Electromagnetic radiation refers to a form of linear energy transfer. Visible light is electromagnetic radiation, but is only a small slice of the broad electromagnetic spectrum. The propagation of this radiation, of one or more particles, gives rise to many phenomena such as attenuation, absorption, diffraction and refraction, redshift, interference, echoes, electromagnetic interference and biological effects.
Electromagnetic radiation can be described in a corpuscular way as the propagation of photons (boson vector of the electromagnetic interaction), or in a wave way as an electromagnetic wave. It manifests itself in the form of an electric field coupled to a magnetic field.
The electromagnetic wave and the photon
Light refers to electromagnetic radiation visible to the human eye. Radio waves, X rays and γ rays are also electromagnetic radiation.
Due to the wave-particle duality, electromagnetic radiation can be modeled in two complementary ways:
- electromagnetic wave: radiation is the propagation of a variation in electric and magnetic fields; a spectrograph allows this wave to be broken down into monochromatic waves of wavelengths λ and different frequencies ν which can then be analyzed;
- photon: quantum mechanics associates the normal modes of monochromatic electromagnetic radiation with a particle of zero mass and spin 1 called photon whose energy is E = hν where h is Planck’s constant.
The pulse p of the photon is equal to p = E/c = hν/c.
The energy of the photons of an electromagnetic wave is conserved when passing through various transparent media (on the other hand, a certain proportion of photons can be absorbed).
In a vacuum, electromagnetic radiation, and in particular light, travels at a speed of 299,792,458 m/s. This speed, called the speed of light and noted c, is one of the fundamental physical constants.
The wavelength is equal to:
λ = cν/ν
cν being the speed of light in the medium considered for the frequency ν, with cν = c/nν (nν being the refractive index of monochromatic light of frequency ν in the medium considered).
The observation, at the end of the 19th century, that the speed of light in a vacuum does not depend on the frame of reference, led to the development of the special theory of relativity.
- Any body at a temperature above absolute zero, either -273.15 °C or 0 K or -459.67 °F emits electromagnetic radiation called thermal radiation or black body radiation.
- A body that receives electromagnetic radiation can reflect some of it and absorb the rest.

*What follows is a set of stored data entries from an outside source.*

PR #386, opened 2018-07-13
Sync Original and Result Files to S3_IA

Miserlou:
## Issue Number

n/a

Uploads results of scrapes and computations to AWS S3 Infrequent Access. Downloads ComputedFiles as necessary at smashtime.

OriginalFiles in addition to ComputedFiles are both synced. For the 3-million crunch, we'll want to switch this to simply deleting the OriginalFiles on disk once they're not needed anymore, without any S3 syncing, as it's actually cheaper to rescrape than it is to store them on disk. We will need special considerations for Salmon, as `tximport` requires OriginalFiles survive until all the samples in an experiment are available (I think).

This change will save a projected $22,000,000 annually over the previous method.

## Types of changes

## Functional tests

New test case added.

## Checklist

### DIFF
--- a/common/data_refinery_common/models/models.py
+++ b/common/data_refinery_common/models/models.py
@@ -689,8 +689,6 @@ class ComputedFile(models.Model):
             os.remove(self.absolute_file_path)
         except OSError:
             pass
-        self.is_downloaded = False
-        self.save()
 
     def get_synced_file_path(self):
         """ Fetches the absolute file path to this ComputedFile, fetching from S3 if it
--- a/common/data_refinery_common/models/models.py
+++ b/common/data_refinery_common/models/models.py
@@ -570,6 +570,29 @@ class OriginalFile(models.Model):
         else:
             return self.filename
 
+    def sync_from_s3(self):
+        """ Downloads a file from S3 to the local file system.
+        Returns the absolute file path.
+        """
+        try:
+            S3.download_file(
+                        self.s3_bucket, 
+                        self.s3_key,
+                        self.absolute_file_path
+                    )
+            return self.absolute_file_path
+        except Exception as e:
+            logger.exception(e)
+            return None
+
+    def get_synced_file_path(self):
+        """ Fetches the absolute file path to this ComputedFile, fetching from S3 if it
+        isn't already available locally. """
+        if os.path.exists(self.absolute_file_path):
+            return self.absolute_file_path
+        else:
+            return self.sync_from_s3()
+
     def delete_local_file(self):
         """ Deletes a file from the path and actually removes it from the file system,
         resetting the is_downloaded flag to false. Can be refetched from source if needed. """
--- a/common/data_refinery_common/models/models.py
+++ b/common/data_refinery_common/models/models.py
@@ -16,12 +16,17 @@ from django.db import transaction
 from django.db import models
 from django.utils import timezone
 
+from data_refinery_common.logging import get_and_configure_logger
 from data_refinery_common.models.organism import Organism
-from data_refinery_common.utils import get_s3_url
+from data_refinery_common.utils import get_env_variable, get_s3_url
 
 # We have to set the signature_version to v4 since us-east-1 buckets require
 # v4 authentication.
 S3 = boto3.client('s3', config=Config(signature_version='s3v4'))
+
+logger = get_and_configure_logger(__name__)
+LOCAL_ROOT_DIR = get_env_variable("LOCAL_ROOT_DIR", "/home/user/data_store")
+CHUNK_SIZE = 1024 * 256 # chunk_size is in bytes
 
 """
 # First Order Classes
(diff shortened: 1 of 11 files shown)


jaclyn-taroni:
> We will need special considerations for Salmon, as tximport requires OriginalFiles survive until all the samples in an experiment are available (I think).

We want to keep the Salmon quant output for research purposes.

Miserlou:
Quant output is computed, so should never be deleted entirely. It's only the original input files that I'm talking about discarding.

common/data_refinery_common/models/models.py
```diff
@@ -610,13 +685,48 @@ def save(self, *args, **kwargs):
...
+                        s3_bucket, 
+                        s3_key,
+                        ExtraArgs={
+                            'ACL': 'public-read',
+                            'StorageClass': 'STANDARD_IA'
+                        }
+                    )
+            self.save()
+        except Exception as e:
+            logger.exception(e)
```
kurtwheeler: Same comment about an id.

common/data_refinery_common/models/models.py
```diff
@@ -610,13 +685,48 @@ def save(self, *args, **kwargs):
...
+
+        try:
+            S3.download_file(
+                        self.s3_bucket, 
+                        self.s3_key,
+                        self.absolute_file_path
+                    )
+            return self.absolute_file_path
+        except Exception as e:
+            logger.exception(e)
```
kurtwheeler: Same comment about an id.

common/data_refinery_common/models/models.py
```diff
@@ -634,6 +744,24 @@ def calculate_size(self) -> None:
         self.size_in_bytes = os.path.getsize(self.absolute_file_path)
         return self.size_in_bytes
 
+    def delete_local_file(self):
+        """ Deletes a file from the path and actually removes it from the file system,
+        resetting the is_downloaded flag to false. Can be refetched from source if needed. """
```
kurtwheeler: This comment looks like it was copied from the OriginalFile function because I don't think ComputedFile has  a `is_downloaded` field nor will they be re-fetched from the source.

workers/data_refinery_workers/processors/smasher.py
```diff
@@ -49,6 +49,10 @@ def _prepare_files(job_context: Dict) -> Dict:
         all_sample_files = list(set(all_sample_files))
         job_context['input_files'][key] = all_sample_files
 
+    # So these get delted from disk after..
```
kurtwheeler: delted -> deleted

workers/data_refinery_workers/processors/test_smasher.py
```diff
@@ -629,3 +629,31 @@ def test_sanity_imports(self):
...
+        result = ComputationalResult()
+        result.save()
+
+        computed_file = ComputedFile()
+        computed_file.s3_key = "all_the_things.jpg"
+        computed_file.s3_bucket = "data-refinery-test-assets"
+        computed_file.filename = "all_the_things.jpg"
+        computed_file.absolute_file_path = "/home/user/data_store/PCL/" + computed_file.filename
+        computed_file.result = result
+        computed_file.size_in_bytes = 9000
```
kurtwheeler: Are you sure this shouldn't be OVER 9000?!?!?

workers/data_refinery_workers/processors/utils.py
```diff
@@ -66,6 +71,7 @@ def start_job(job_context: Dict):
 
         # Just in case
         job_context["original_files"] = []
+        job_context["computed_files"] = []
```
kurtwheeler: It seems like this line could be outside of the `if` instead of both of its branches.

workers/data_refinery_workers/processors/utils.py
```diff
@@ -96,6 +102,22 @@ def end_job(job_context: Dict, abort=False):
...
+        if result:
+            original_files.delete_local_file()
+
+    # S3-sync Computed Files
+    for computed_file in job_context['computed_files']:
+        # Ensure even distribution across S3 servers
+        nonce = ''.join(random.choice(string.ascii_lowercase + string.digits) for _ in range(8)) 
+        result = computed_file.sync_to_s3(S3_BUCKET_NAME, nonce + "_" + computed_file.filename)
+        if result:
+            computed_file.delete_local_file()
```
kurtwheeler: I remember you telling me about this trick, but it might be good to include a link to something explaining what and why you're doing it.

Miserlou: There is already in a comment in the line above this.

Miserlou:
Should be addressed now.

workers/data_refinery_workers/processors/test_smasher.py
```diff
@@ -743,7 +743,7 @@ def test_get_synced_files(self):
         computed_file.filename = "all_the_things.jpg"
         computed_file.absolute_file_path = "/home/user/data_store/PCL/" + computed_file.filename
         computed_file.result = result
-        computed_file.size_in_bytes = 9000
+        computed_file.size_in_bytes = 9001
```
kurtwheeler: Yes!

PR #394, opened 2018-07-17
Backend Changes for Frontend Issue 124

Willv19:
## Issue Number

Backend changes required to fix https://github.com/AlexsLemonade/refinebio-frontend/issues/124

Add the organisms and the technology to the DetailedExperimentSerializer so the frontend can use the values.

## Types of changes

## Checklist

## Screenshots

### DIFF
--- a/api/data_refinery_api/serializers.py
+++ b/api/data_refinery_api/serializers.py
@@ -255,7 +255,6 @@ class DetailedExperimentSerializer(serializers.ModelSerializer):
                     'submitter_institution',
                     'last_modified',
                     'created_at',
-                    'technology',
                     'organisms',
                 )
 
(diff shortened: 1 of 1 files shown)


Willv19:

The absorbed energy is converted into thermal energy and contributes to the increase of the temperature of this body.
- A charged particle with high energy emits electromagnetic radiation:
- when it is deflected by a magnetic field: it is synchrotron radiation; this synchrotron radiation is used as an X-ray source for many physics and biology experiments (lines of light around a synchrotron);
- when it enters a different environment: it is the “continuous braking radiation”;
- The absorption of a photon can cause atomic transitions, that is to say, to excite an atom whose energy increases by the modification of the orbital of one of its electrons.
- When an excited atom returns to its fundamental energy state, it emits a photon whose energy (and therefore frequency) corresponds to a difference between two energy states of the atom.
- Some electromagnetic radiation carries enough energy to be able to extract electrons from matter, which is then ionizing radiation.
- In the same area of the electromagnetic spectrum, photons are capable of forming electron-hole pairs in semiconductors. By recombining, the electron and the hole emit light (principle of diodes).
- Nuclear reactions, such as those of fission, fusion and decay, are often accompanied by the emission of high-energy photons called γ rays (gamma rays).
An electromagnetic spectrum is the decomposition of electromagnetic radiation according to its wavelength, or, equivalently, its frequency (via the propagation equation) or the energy of its photons.
(Electromagnetic spectrum with visible light highlighted. )
For historical reasons, electromagnetic waves are referred to by different terms, depending on the frequency (or wavelength) ranges. By decreasing wavelength, they are:
- radio waves and radar waves are produced by low frequency electric currents;
- infrared waves, visible light and ultraviolet radiation are produced by electronic transitions in atoms, involving peripheral electrons, as well as by thermal radiation; ultraviolet waves have effects on the skin (tanning, sunburn, skin cancer);
- X-rays can also be produced during high energy electronic transitions. They are, for example, generated by radioactivity (fluorescence photons emitted during the reorganization of the electronic procession of an atom). Their controlled generation is most often carried out by electron braking (X-ray tube) or by synchrotron radiation (deflection of relativistic electron beam). Due to their sub-nanometric wavelength, they allow the study of crystals and molecules by diffraction; hard X-rays correspond to photons of higher energy, and soft X-rays to photons of lower energy;
- γ radiation is produced by radioactivity during the de-excitation of a nucleus. They are therefore emitted in particular by radioactive materials and nuclear reactors. Their energy is therefore on average higher than X photons.